Oui, c'est bien possible. D'autant plus qu'il y a une broche en plus (de la CG du Cube) qui s'insère dans le vide lorsque je l'insère dans le port AGP de mon powermac.

Je sais pas si c'est propre aux cartes qui possèdent un port ADC cette "broche" supplémentaire.


----------



## Onmac (12 Septembre 2011)

La pile interne n'a rien avoir. Elle gère juste la date et l'heure.
Le miens peut démarrer avec ou sans, ça ne change rien. 
Je pense que je problème viens plus de la CG. Si tu en as une seconde sous la main, test avec. (par exemple celle du powermac sur cube. Vérifie quand même le voltage comme l'a dit iMacounet


----------



## iMacounet (12 Septembre 2011)

De toute façon le voltage c'est pas question de le tester sur la carte graphique, c'est le modèle de CG qui le "dit"

La 3.3v a une difference avec la 5V.


----------



## chacha95 (12 Septembre 2011)

J'oserai pas griller la CG de mon powermac en la mettant sur mon Cube. 
La barre métallique empêche le placement dans le Cube.

---------- Nouveau message ajouté à 11h41 ---------- Le message précédent a été envoyé à 11h37 ----------

Dans cette affaire, il y a deux suspects : la carte graphique et l'écran. (qui clignote)


----------



## chacha95 (13 Septembre 2011)

Je viens de m'acheter un troisième Cube. (fonctionnel celui-ci)

Sur le studio display Apple, l'écran s'allume une fois sur deux.
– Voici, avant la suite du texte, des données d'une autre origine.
PR #1066, opened 2017-12-05
Fix fallback name for ocf_attribute_target

dciabrin:
For bundles, various resource agents now use ocf_attribute_target to
get the name of the pacemaker node to store attributes on.

If a recent version of the resource agent is being run on a pacemaker
version which does not support bundles, ocf_attribute_target will
return an empty string as hostname.

Provide a fallback path so the resource agent gets a valid name when
the resource is not containerized.


dciabrin:
Please do not merge it right away, I'd like to discuss that so we all agree on when that can happen and whether that's the proper fix or not.

dciabrin:
OK, I've tested this PR by creating a galera resource with the latest resource-agents, on a cluster managed by an old pacemaker from RHEL 7.2.
Without this fix, the resource won't come up due to the agent not setting the attributes properly in the CIB.
With this fix, the resource goes to master state as expected.

PR #1071, opened 2017-12-12
CTDB: Cope with deprecated "idmap backend" smb.conf option

pablomh:
Keep it only if we find it in the original smb.conf file and change the default
to the non-deprecated "idmap config * : backend =" format.

### DIFF
--- a/heartbeat/CTDB
+++ b/heartbeat/CTDB
@@ -440,7 +440,7 @@ init_smb_conf() {
 
 	# replace these things in smb.conf
 	local repl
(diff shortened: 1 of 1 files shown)


pablomh:
If not, Samba logs get spammed with:

```
[2017/12/12 09:13:06.259809,  1] ../lib/param/loadparm.c:1770(lpcfg_do_global_parameter)
  WARNING: The "idmap backend" option is deprecated
```

krig:
Looks good, thanks

PR #1072, opened 2017-12-18
targetcli 3.x support

patrickdk77:
iSCSILogicalUnit fixups for lio-t to support targetcli 3.x, and remove target adjustments
iSCSITarget add the ipv6 support that was removed from iSCSILogicalUnit, with conditional test


krig:
At first glance, these changes don't look backwards compatible to me, is that correct? Unfortunately, I don't know iSCSI well enough to be comfortable reviewing this.

fpiecka:
I believe the changes are compatible with targetcli 2 which is included in the current Linux distributions.

Additionaly, I believe this PR resolves #1256.

@patrickdk77, would you mind resolving the conflicts? I can do it if you don't...

PR #1075, opened 2017-12-23
Container-monitoring resources

mgrzybek:
This PR adds two RA :
* LXDInfo : retrieves the number of running LXD containers  using `lxc list` and updates the CRM attributes
* MachineInfo : retrieves the number of running systemd machines using `machinectl` and updates the CRM attributes


krig:
`LXDInfo` doesn't have the executable bit set, that's why the CI check fails.

krig:
Ah, right: Please add the new agents to `doc/man/Makefile.am` as well, to generate the man pages.

krig:
Great, thanks!

krig:
Oh, I forgot about the naming policy we're trying to enforce. Would it be OK with you if we rename these agents `lxd-info` and `machine-info`?

mgrzybek:
That's all right.
Is there any document related to the naming convention?

krig:
There isn't yet. The convention-to-be is "lowercase with optional -'s".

Je soupçonne les enceintes branchées à l'écran qui tirent sur l'alim du moniteur...


----------



## iMacounet (13 Septembre 2011)

Ah ben les Apple Speakers USB se branchent sur le Cube ! 

As tu essayé ton moniteur (ADC ?) sur un autre Mac doté d'un port ADC ?


----------



## Onmac (13 Septembre 2011)

Ça ne change rien, mon MDD est branché en ADC et si je branche un iPod/iPhone, l'écran s'éteint.
Sur le moniteur,  à part clavier/souris, il ne faut rien branché.Tout sur la tour (ou cube)


----------



## chacha95 (13 Septembre 2011)

iMacounet a dit:


> Ah ben les Apple Speakers USB se branchent sur le Cube !
> 
> As tu essayé ton moniteur (ADC ?) sur un autre Mac doté d'un port ADC ?


Non, malheureusement je n'ai pas d'autres Mac en port ADC. Même mon powermac G4 n'en ai pas pourvu... (d'où mon éventuel souhait d'échanger la CG)

---------- Nouveau message ajouté à 10h45 ---------- Le message précédent a été envoyé à 10h13 ----------

Je viens de rallumer mon Cube ce matin, en prenant le soin de brancher les enceintes sur le Cube : ça marche (pour le premier démarrage). 

J'ai tenter un deuxième démarrage et là ça coince bizarrement...


----------